Patrulha do Barulho atua em Farroupilha, Flores da Cunha e São Marcos
A sensação de que as pessoas cansaram da pandemia e estão "flexibilizando" as regras por conta própria também é visto em outros municípios da região. O 36º Batalhão de Polícia Militar (36º BPM) optou por criar a Patrulha do Barulho para fiscalizar locais recorrentes de aglomerações e perturbação do sossego.
— Em Caxias do Sul existe uma força-tarefa, mas nos municípios menores as prefeituras não têm guardas e fiscais disponíveis. Então, nós da BM, dentro das nossas limitações, fazemos o que podemos. O foco principal é o coronavírus e as aglomerações. Mas, em consequência, também acontecem autuações de trânsito, perturbação do sossego e registros de posse de maconha — afirma major Juliano Amaral.
A operação deste final de semana resultou em 605 pessoas abordadas, 96 estabelecimentos vistoriados, 75 veículos autuados e sete termos circunstanciados expedidos nos seis municípios da área do 36º BPM, que tem sede em Farroupilha. O major Amaral acredita que a aglomeração de jovens causa mais transtornos em municípios menos populosos.

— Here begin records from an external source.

PR #1921, opened 2018-05-17
Update releases.html

hartca:
date correction


danbri:
Thank you - fixed this independently when someone else also reported it!

Issue #1925, opened 2018-05-24
Flip the switch to use https


danbri:
@RichardWallis - can you look into this? From https://medium.com/google-cloud/app-engine-transition-your-website-to-https-b280f0bf5147 and similar it seems a change we make in the .yaml files. We need to make sure the 'http' form of the site continues to work (by redirecting).

RichardWallis:
As discussed previously (#716) this, as a simple request is comparatively easy to implement as we already handle various redirects in the user interface, and/or we could have a blanket 301 redirect to https implemented in .yaml files.  However it has some ramifications which need thinking through.

**Current state:**
- The underlying appengine instances for both webschemas and schemaorg operate in both http & https.   
- Directed from the actual domains - schema.org operates in both http & https, webschemas.org only operates in http mode.
  - To fix this, the owner of the webschems.org domain (with access to DNS configuration) needs to follow the instructions that flow from this command ```gcloud domains verify webschemas.org``` See Issue (#1739)
- There are no redirects from http to https on either configuration.
- The canonical URLs for terms shown on the term pages, regardless of method of access are http based.
- The JSON-LD Context file, retrieved by accessing either http://schema.org or https://schem.org requesting content of type ```application/ld+json```, only references  http://schema.org in its "@vocab" and "schema" entries.

**Options to consider:**
- redirect all html [only] traffic to https
  - This would result in the odd situation of a https request resulting in a page which declares a canonical URL in http form.  This is the current state for users typing https into their browsers.
  - Machine-readable versions (xml, turtle, json-ld, csv, etc. plus json-ld context) would still operate from the canonical http URL as well as https.
- Redirect all traffic to https
  - This would result in the odd situation of a https request resulting in a page which declares a canonical URL in http form.
  - Machine-readable calls will all be redirected to https, yet the URLs in the returned data definitions will be http based.
- move to https for all interactions and for term and vocabulary canonical URLs
  - This could create compatibility problems for sites that use the [canonical] schema.org URIs/URLs in the processing of consumed data or in providing supporting tools.
  - This could be partially ameliorated by including a ```sameAs``` triple, referencing the [old] http version, into to [new] https term definitions.

danbri:
Thanks for the detailed notes.  I think we're heading towards option 2.5 with 3.0 later down the line...

RichardWallis:
If we go for full [redirected] https operation, we need to fix the webschemas.org https settings.  @danbri can you organise that anyway.

[...]

Issue #1739, opened 2017-09-16
enable https on webschemas.org


danbri:
https://cloudplatform.googleblog.com/2017/09/introducing-managed-SSL-for-Google-App-Engine.html

danbri:
> Verification steps completed!
> The domain webschemas.org has been successfully verified.

millette:
All that is left is a redirect from http to https :-)

danbri:
There is some fiddlyness in the corresponding appengine cloud panels, looks easier to do for exactly "webschemas.org" than "*.webschemas.org". I am seeing "Managed certificate for webschemas.org activated." and HTTPS works for me. 

This btw also seems to mean that CORS headers are served for the webschemas copy of the site.

I have been trying to adapt our old D3 visualization to use webschemas instead of the official site, but for some reason https://webschemas.org/docs/tree.jsonld and http: variant are both 500 errors. But that's another problem!  http://bl.ocks.org/danbri/1c121ea8bd2189cf411c

danbri:
We did this

PR #1932, opened 2018-06-03
Changes to move to https only (for UI, not for vocab URIs)

RichardWallis:
Implements issue (#1925)
- .yaml changes for forced 301 redirect to https - for schema.org but not webschemas.org
  -  Webschema.org can be done retrospectively when Certificates have been updated. See Issue (#1739)
- In m/c readable outputs aded sameAs statements from http to https URIs
- Added help link from canonical URL on term pages to faq about http/https
- Added rel=canonical link to http://schema.org/{term} in term page header.


danbri:
Ok, gonna try this...

PR #1937, opened 2018-06-07
Add a direct link to Developers page from Schemas page

thadguidry:
Quite often folks ask on the mailing list where to get machine readable files, after seeing the HTML pages.  This simple change should help provide a bit more clarity of what is available right on the Schemas page.


RichardWallis:
Agree with the proposed addition of references to downloads on the schemas page.
 
However, it should be more appropriately located after the the html based options.  All users are interested in the html views of the vocabulary, whereas only a [developer] subset are interested in machine readable versions.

— O problema é a restrição nas casas noturnas, que era onde estes grupos jovens frequentavam (nos finais de semana). Sem nada funcionando, eles escolhem algum local e marcam o encontro. São cinco carros e umas 30 pessoas, geralmente. Por vezes, eles até buscam locais mais isolados, só que o som ecoa. É a noite, estas cidades são pequenas e silenciosas, o som se dissipa e chegam as reclamações no 190 — afirma o comandante do 36º BPM.
Nestes locais, além da música, os jovens ficam fumando e bebendo. Ou seja, não são utilizadas as máscaras de prevenção nem respeitado o distanciamento. A BM costuma abordar dois carros, enquanto os demais acabam indo embora por conta própria.
— Nosso intuito é fiscalizar e orientar, para reduzir o problema. Por isso que informamos com antecedência que estas operações irão acontecer e estão acontecendo todos os finais de semana. Por mais que as pessoas tem flexibilizado por conta contra o coronavírus, os decretos ainda estão em vigor e as regras estão definidas. Estamos bem embasados para atuar — ressalta o major Amaral.
Além de Farroupilha, o 36º BPM é responsável por Flores da Cunha, São Marcos, Antônio Prado, Nova Pádua e Nova Roma do Sul. A atuação ainda conta com uma base móvel que é destinada para as proximidades do Santuário de Caravaggio, ponto recorrente de denúncias sobre badernas e perturbação do sossego.